The bottom line is that structuring organizations based on high-powered incentives and rational economic principles might seem logical, but real life is different. The best organizations balance incentives with an acknowledgment of intrinsic motivation, which itself can be as high powered as any carrot — just ask any entrepreneur.

Guardians vs. Stars

Organizations do fail, and fail through their own fault. The subprime mortgage meltdown resulted from incentives that pushed loan officers to approve as many loans as possible, regardless of the risk of those loans. The problem, as the authors explain, is that these mortgage companies and banks did not have the guardians watching over the stars. Any organization needs to have stars swinging for the fences — but those stars are not going to worry about the risks; thus, the same organization needs to have guardians to ensure the quality of the quantity being brought in by the stars.
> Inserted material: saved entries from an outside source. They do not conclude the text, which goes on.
PR #32207, opened 2021-01-30
[4.0] Dependency - Bump joomla/filter to 2.0.0-beta5

richard67:
Pull Request for Issue # .

### Summary of Changes

Update the joomla/filter dependency to 2.0.0-beta5.

### Testing Instructions

Check that the CMS continues to function as normal.
In particular, check that:
- Filtering works as usual for fields.
- Saving Global Configuration works.

Check that CI tests succeed.

CMS works. CI tests succeed.

CMS works. CI tests succeed.

None.


richard67:
It seems the input filter fails when saving Global Configuration with this PR.

richard67:
```
PHP Recoverable fatal error:  Object of class stdClass could not be converted to string
in /home/richard/lamp/public_html/joomla-cms-4.0-dev/libraries/vendor/joomla/filter/src/InputFilter.php on line 239,
referer: https://www.joomla-40-dev.vmkubu02.vmnet2.local/administrator/index.php?option=com_config
```

zero-24:
This sounds like that `$source` variable seems to be a stdClass here: https://github.com/joomla-framework/filter/blob/2.0-dev/src/InputFilter.php#L239

richard67:
> This sounds like that `$source` variable seems to be a stdClass here: https://github.com/joomla-framework/filter/blob/2.0-dev/src/InputFilter.php#L239

@zero-24 Yes. And it happens also when updating to 2.0.0-beta3, which doesn't include yet my change for the path filter coming with beta4. So the problem is not related to my recent activities ;-) Currently J4 uses beta2.

richard67:
I've opened an issue in the filter repo: https://github.com/joomla-framework/filter/issues/41 .

richard67:
The problem is caused here

https://github.com/joomla/joomla-cms/blob/4.0-dev/libraries/src/Form/FormField.php#L1171

by `$value` being an object.

The field for which it is happening is the one with `$this->name` being equal to `'jform[filters]'`.

If I add some code like this before that line, saving global configuration works again with the updated filter package:

```
		if ($value && \is_object($value))
		{
			$value = json_decode(json_encode($value), true);
		}

```

But that's just a hack and very likely not a valid fix.

@Fedik As you know much about fields: Do you have an idea what would be the right fix? The filter package is more strict regarding the value being either a string or an array and so doesn't accept objects anymore.

nibra:
Just a side note:

> The filter package is more strict regarding the value being either a string or an array and so doesn't accept objects anymore.

Although the InputFilter accepted objects in the past, it did not treat them in a senseful way.

joomdonation:
Look like a bug in filter method of FormField https://github.com/joomla/joomla-cms/blob/4.0-dev/libraries/src/Form/FormField.php#L1094

I think we should only filter data of form field if filter is set for that field. Right now, we still call InputFilter::getInstance()->clean($value, $filter) even when $filter = '' (see https://github.com/joomla/joomla-cms/blob/4.0-dev/libraries/src/Form/FormField.php#L1171 ) and it is causing the error here.

I think that line of code should be moved inside if condition check and outside that if check, we just return $value directly (no filter)

richard67:
@joomdonation Thanks, I meanwhile came to the same conclusion. The field has explicitly set the filter to '' in the XML file for Global Config, and so it says it doesn't want any validation.

@zero-24 @nibra Does anything speak against it regarding security?

joomdonation:
This should be the fix https://github.com/joomla/joomla-cms/compare/4.0-dev...joomdonation:patch-4 for the issue, I think.

nibra:
>Does anything speak against it regarding security?

Not from my POV. If a field needs filtering, it should state it explicitly in the XML.

richard67:
> This should be the fix [4.0-dev...joomdonation:patch-4](https://github.com/joomla/joomla-cms/compare/4.0-dev...joomdonation:patch-4) for the issue, I think.

@joomdonation Yes.

@nibra @wilsonge @zero-24 Do you think we should do this fix in this PR here? Or would it be better to have 2 separate PRs?

joomdonation:
Ah, No. Might be security issue, I'm afraid of. Right now, when there is no filter set, we are still performing filter (for XSS and other 'bad' code...). Check default case in clean method of libraries/vendor/joomla/filter/src/InputFilter.php on your Joomla 4.0 installation and you will see that. We will have to find a different way to fix this issue.

joomdonation:
Found the error and made a PR to framework filter package https://github.com/joomla-framework/filter/pull/42 . Could you please have a look at it?

nibra:
I'd start the method with something like
```php
if (is_object($value)) {
    return (object) $this->filter((array)$value, $group, $input);
}
```

Then you send an array to the filter, which is fine, and return an object, which might be expected by the caller.
It's not perfect in case you send objects other than stdClass, but that should not happen in this context, anyway.

richard67:
@nibra Before or after this if clause?

https://github.com/joomla/joomla-cms/blob/4.0-dev/libraries/src/Form/FormField.php#L1096-L1100

And should we do it with this PR here so we only can test that it works like before? Or should we do 2 separate PRs so we can clearly test what the other PR fixes?

nibra:
I'd say after that if statement.

> Or should we do 2 separate PRs so we can clearly test what the other PR fixes?

I have no strong oppinion about that. Do whatever makes you more confident.

richard67:
I will update this PR here soon, including the description, but the latter may take a bit. Stay tuned.

richard67:
@nibra Doesn't work, same error as before at the same place (but maybe for a different field?).

richard67:
@nibra If I do it like this, it works:

```
		if (is_object($value))
		{
			return (object) $this->filter(json_decode(json_encode($value), true), $group, $input);
		}
```

Fedik:
Hard to say, need to debug.
But why Filter does not accept objects anymore? that would fix everything :) 

The objects will come when the field has a complex value
https://github.com/joomla/joomla-cms/blob/f980bfd8dca6ce827ff36c6eb52cc4aafafb06c0/libraries/src/Form/Form.php#L1149
Because Registry  transforms multidimensional array to object and $registry->get('blabla');  return an object (or array of objects)

I would allow objects for Filter. But I do not know what the story behind of this strange decision.

richard67:
> I would allow objects for Filter.

I've made a PR for the master branch of the filter package, because I think it should be fixed for J3, too: https://github.com/joomla-framework/filter/pull/43 . The same patch applied to the filter package updated by this PR here makes it work here.

richard67:
@nibra For this one here it needs an upmerge of the master branch to the 2.0-dev branch again in the framework repo, and then a new release 2.0.0-beta5, to which I can update this PR then.

richard67:
PR is ready for tests since long time.

wilsonge:
Merged on review. Thanks!

richard67:
Thanks!

richard67:
Now we are safe for #32076 being merged up via 3.10-dev into 4.0-dev.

The banks had no guardians ensuring the quality of the loans being approved, which was a recipe for disaster. The subprime mortgage experience explains, write the authors, "why we’ll always have oppressive bureaucrats, and free-thinking entrepreneurs oppressed by them. And that’s okay."

The simple phrase "that’s okay" is the beating heart of this lucid, well-researched book. The organizations that we deal with — and their policies, structures and rules — will no doubt continue to frustrate us, but the fact is that despite the give-and-take, compromises and seeming unfairness, today’s organization is still the best vehicle to get things done. Organizations may not be perfect, but that’s okay.